As you wait and wait for your boyfriend to give you an engagement ring, you say to yourself, “I want to get married, but he doesn’t. What is going on?” You start asking yourself a series of questions. “Why won’t he marry me? Is there something wrong with me? Does he really love me? Is he the type of guy who will never get married?”
And then you sit back and begin to generalize the situation. You’re left to wonder, “Do men really want to get married at all?” It’s a valid but unsettling question for a woman who is looking for a lifelong commitment from a man.
The news out there does not help much. You hear that marriage rates have dropped dramatically. Men do not need marriage so much in an age where sex is so easy to get.
Some guys also shy away from tying the knot because they feel the legal system is stacked in favor of women. Why would a man risk his financial future on a woman who is already sleeping with him but unable to make any claims on his income? And why would he want to burden himself with a wife and children as he is trying to advance in his career, which may demand long hours and a lot of travel.
What’s more, our culture portrays married men unfavorably. Movies, TV shows, and commercials customarily make the husband and father out to be an idiot. We men, who have vulnerable egos by nature, are not looking for ways to humiliate ourselves. And we are painfully aware of the cultural perception of married men.
We also see all around us men who seem to have lost their free will to their wives. Wives are notorious for counting their husbands drinks, for instance. Single men drink to their hearts’ content, and it adds to their bravado. Husbands, on the other hand, all over the land, are doing their best to conceal their alcoholic intake from their wives. I know this for a fact. It’s a common topic of conversation among married men, and young unmarried men hear the stories.
So now what? How do you “sell” marriage to a man who is fully aware of everything I’ve said here?
Here’s the good news. Men truly want commitment, connection, and intimacy. And very few men deep down foresee a life without children. This is the male mindset at its primal level. By primal I mean a man’s deepest, God-given instincts and desires. This is the level where you need to communicate with him.
All the bad news about marriage that I talked about above is the product of a temporary culture. The male mindset has not changed except insofar as it’s reacting to an environment perceived as hostile to a married man. It’s acting in a defensive mode.
This actually provides a unique opportunity for you if you can understand it and react yourself. The vast majority of women who want to get married are still trying to play by rules that say once you have dated a man for a year or more, he belongs to you and owes you a ring. You have the chance to know better. You can reinvent your relationships with men.

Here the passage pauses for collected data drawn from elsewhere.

PR #79, opened 2026-09-05
Addressable: address_fingerprint, same_address_as?, address_changed? and fingerprint: — find duplicate addresses

VSN2015:
## Summary

Addressable normalizes and validates, but the question every address table eventually asks — "do we already have this address?" — still needs hand-rolled string munging. This adds a canonical fingerprint and the plumbing to query it.

- **`address_fingerprint`** — SHA-256 hex of the normalized address: each canonical part downcased and squished, the postal code with spaces removed (`H2X 1Y4` ≡ `h2x1y4`), the country resolved exactly as validation resolves it (blank → `default_country`; a name/alpha-3 → alpha-2 under `normalize_country: true`). Case, whitespace, postal formatting and an omitted default country don't change it; any part (including `line2`) does. `nil` unless something beyond the country is present.
- **`same_address_as?(other)`** — fingerprints present and equal (two blanks are never "the same"). **`address_changed?`** — any mapped column dirty.
- **`addressable_by fingerprint: :address_fingerprint`** — a `string` column stamped in `before_validation` right after normalization (only when the value differs), validated at declaration. **`Model.with_address(record_or_fingerprint)`** queries it (`.where.not(id: record.id)` = the duplicates); requires the option and raises otherwise; a `nil` fingerprint returns `none` rather than matching every blank row. `GROUP BY address_fingerprint HAVING COUNT(*) > 1` gives the whole duplicate report in one query (documented).

## Changelog entry

```
### Added
- **Addressable**: `address_fingerprint` (SHA-256 of the normalized address — case/whitespace/postal
  spacing/default-country insensitive; nil for a blank address), `same_address_as?(other)`,
  `address_changed?`, and `addressable_by fingerprint: :column` to persist it in `before_validation`
  so `Model.with_address(record_or_fingerprint)` finds duplicates with an indexed query.
```

## Test plan

- [x] `spec/concerns/models/addressable_spec.rb` — 4 new examples: stability across case/whitespace/postal spacing/omitted default country + Canadian postal formats, sensitivity to `line1`/`line2`, nil for blank and country-only; `same_address_as?` and `address_changed?` (including a no-op reassignment of an already-normalized value); `fingerprint:` stamping (matches the computed digest, nil for a blank row, refreshed on update) and `with_address` by record / by digest / duplicates-of / blank / nil; declaration validation and the `with_address` guard.
- [x] README "Addressable" (option row + Dedupe helpers block) and `docs/concerns/addressable.md` (method rows, class-method table, option row, dedupe example).

### DIFF
--- a/lib/concerns_on_rails/models/addressable.rb
+++ b/lib/concerns_on_rails/models/addressable.rb
@@ -278,6 +278,11 @@ module ConcernsOnRails
 
       # Equal fingerprints — never true for two blank addresses.
       def same_address_as?(other)
+        # Tolerant like the sibling `with_address`, which accepts a record, a
+        # digest String or nil: a bare `other.address_fingerprint` turned
+        # `same_address_as?(nil)` into a NoMethodError.
+        return false unless other.respond_to?(:address_fingerprint)
+
         fingerprint = address_fingerprint
         !fingerprint.nil? && fingerprint == other.address_fingerprint
       end
--- a/lib/concerns_on_rails/models/addressable.rb
+++ b/lib/concerns_on_rails/models/addressable.rb
@@ -1,4 +1,5 @@
 require "active_support/concern"
+require "digest"
 require "concerns_on_rails/support/column_guard"
 require "concerns_on_rails/support/address_data"
 
@@ -49,6 +50,7 @@ module ConcernsOnRails
         class_attribute :addressable_allow_blank, instance_accessor: false, default: [].freeze
         class_attribute :addressable_normalize_country, instance_accessor: false, default: false
         class_attribute :addressable_validation_registered, instance_accessor: false, default: false
+        class_attribute :addressable_fingerprint_column, instance_accessor: false, default: nil
 
         # `validate :validate_address` is registered by `addressable_by` (not here) so it can
         # carry the optional if:/unless: condition. Normalization always runs.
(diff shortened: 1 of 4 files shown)


lib/concerns_on_rails/models/addressable.rb
```diff
@@ -75,12 +77,36 @@ def addressable_by(required: DEFAULT_REQUIRED, default_country: "US",
           self.addressable_lengths = resolve_lengths(lengths)
           self.addressable_allow_blank = resolve_allow_blank(allow_blank)
           self.addressable_normalize_country = normalize_country
+          self.addressable_fingerprint_column = resolve_fingerprint_column(fingerprint)
           ensure_required_columns!
           register_address_validation(condition)
```
VSN2015, line 82: The `with_address` scope accepting either a model instance or a raw fingerprint string provides clean querying ergonomics for duplicate checks.

lib/concerns_on_rails/models/addressable.rb
```diff
@@ -237,8 +264,58 @@ def address_attributes
...
+      # case, whitespace, postal formatting or an omitted default country hash
+      # the same. nil for a blank address (a country alone is not an address).
+      def address_fingerprint
+        return nil unless address_fingerprintable?
+
+        parts = DEFAULT_FIELDS.keys.map { |part| address_fingerprint_part(part) }
+        Digest::SHA256.hexdigest(parts.join("\n"))
+      end
+
+      # Equal fingerprints — never true for two blank addresses.
```
VSN2015, line 279: In `same_address_as?`, checking `!fingerprint.nil? && fingerprint == other.address_fingerprint` ensures blank addresses don't match. Consider checking `other.respond_to?(:address_fingerprint)` first to avoid raising `NoMethodError` when compared to incompatible objects.

VSN2015 (commented):
LGTM! Canonical address fingerprinting with SHA-256 provides a robust mechanism to detect and query duplicates across whitespace, casing, and postal formatting differences.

Here are some key points for you to understand. Men feel love, just as women do. The big difference is that love does not motivate men the same way it motivates women. Men are motivated by their sense of self-image more than they are by love.
I mentioned above that we men have vulnerable egos. It may not seem that way, but this operates deep down in our guts, where we feel vulnerable, not on the surface, where we tend to show excessive self-confidence.

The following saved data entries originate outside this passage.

PR #80, opened 2026-09-05
Sortable (model): reposition!(ids, missing:) — apply a drag-and-drop order in one UPDATE

VSN2015:
## Summary

Every sortable list ends up with a drag-and-drop UI, and the request it sends is "here is the new order of ids". acts_as_list offers `insert_at` per row — N updates, N shift cascades — but nothing that applies a whole order at once. This adds it.

- **`Model.reposition!(ids, missing: :append)`** — one `UPDATE … SET position = CASE "id" WHEN 3 THEN 1 WHEN 1 THEN 2 … END WHERE id IN (…)` inside a transaction, scoped to the current relation (`list.tasks.reposition!(params[:ids])` — the same set acts_as_list's `scope:` would use). Returns the number of rows updated.
- **Partial lists are explicit** — rows in the relation but not in `ids` are appended after the listed ones in their current order by default; `missing: :raise` turns a partial list (a paginated UI, a stale tab) into an error. Ids outside the relation, duplicates and an unknown `missing:` raise `ArgumentError` before anything is written.
- **Params-friendly** — String ids are cast through the primary key's type. The first id gets acts_as_list's `top_of_list` (1 by default); on a `:desc` list it gets the *highest* value so the list reads in the given order.
- Bypasses acts_as_list callbacks by design (`update_all`, no per-row shifting) — documented. README's stale "invalid direction silently falls back to :asc" note corrected (it raises since 1.26).

## Changelog entry

```
### Added
- **Sortable (model)**: `Model.reposition!(ids, missing: :append | :raise)` applies a drag-and-drop id
  order as positions in one `UPDATE … CASE` inside the current relation (unlisted rows appended or
  raised, foreign/duplicate ids rejected, String ids cast, `:desc` lists inverted). Returns the count.
```

## Test plan

- [x] `spec/concerns/models/sortable_spec.rb` — 4 new examples: single `UPDATE … CASE` statement (asserted via `sql.active_record`), resulting order + positions, String ids; append vs `missing: :raise` (nothing written) and the unknown-mode error; scoped relation (`list_id`), foreign id / duplicate errors, empty relation → 0; descending list gives the first id the highest value.
- [x] README "Sortable" (example + notes) and `docs/concerns/sortable.md` (class-method row, controller example).

### DIFF
--- a/lib/concerns_on_rails/models/sortable.rb
+++ b/lib/concerns_on_rails/models/sortable.rb
@@ -49,6 +49,9 @@ module ConcernsOnRails
       # Example: Task.sortable_by(priority: :asc)
       # A real module (not `class_methods do`) so the helpers aren't constrained
       # by Metrics/BlockLength (the Stateable precedent).
+      LABEL = "ConcernsOnRails::Models::Sortable".freeze
+      MISSING_MODES = %i[append raise].freeze
+
       module ClassMethods
         include ConcernsOnRails::Support::ColumnGuard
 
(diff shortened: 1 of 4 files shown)


lib/concerns_on_rails/models/sortable.rb
```diff
@@ -83,8 +86,70 @@ def sortable_by(field_config = nil, use_acts_as_list: true, scope: nil, add_new_
...
+        def reposition!(ids, missing: :append)
+          unless MISSING_MODES.include?(missing)
+            raise ArgumentError,
+                  "#{LABEL}: missing: must be :append or :raise (got #{missing.inspect})"
+          end
+
+          ordered = sortable_reposition_order(sortable_cast_ids(ids), missing)
+          return 0 if ordered.empty?
+
+          node = Arel::Nodes::Case.new(arel_table[primary_key])
```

Moreover, we feel like we’re on an important journey, like we have a destiny. We believe we are going to become great in some way. This is where our true image of ourselves exists, in our sense of self-destiny. We look at a potential partner as someone who will either help us on our journey or weigh us down.
If you are giving a man the impression that you see him primarily as the future provider for you and for the children that are to come, you are unlikely ever to see that engagement ring. But if you figure out what he thinks his destiny is, and then show him that you understand his journey better than he does, your chances for the ring and for the lifetime commitment will increase dramatically.
So, do men really want to get married? The answer is yes. But we are living in times hostile to marriage. If you want to marry a man for life, you have to become aware of the forces working against you and become something of a cultural rebel, as strange as that may seem. Because happily married women tend to be strong enough to push back against the cultural influences that are working against what they want out of life.